EXERCISE: Write out, word for word, the line that contains "real funds here." and each line after it down to the last line of the data below. Include nothing more.

DATASET ENTRIES:
PR #1199, opened 2022-12-20
feat: add support to create test accounts runtime

bilbeyt:
### How I did it

Changed TestAccountContainer and TestAccountManager to implement.

### How to verify it

Run tests.

### Checklist

### DIFF
--- a/docs/userguides/accounts.md
+++ b/docs/userguides/accounts.md
@@ -41,6 +41,14 @@ test:
 **WARN**: NEVER put a seed phrase with real funds here.
 The accounts generated from this seed are solely for testing and debugging purposes.
 
+You can create a new test account by doing the following:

ANSWER TO THE PROBLEM:
 **WARN**: NEVER put a seed phrase with real funds here.
 The accounts generated from this seed are solely for testing and debugging purposes.
 
+You can create a new test account by doing the following:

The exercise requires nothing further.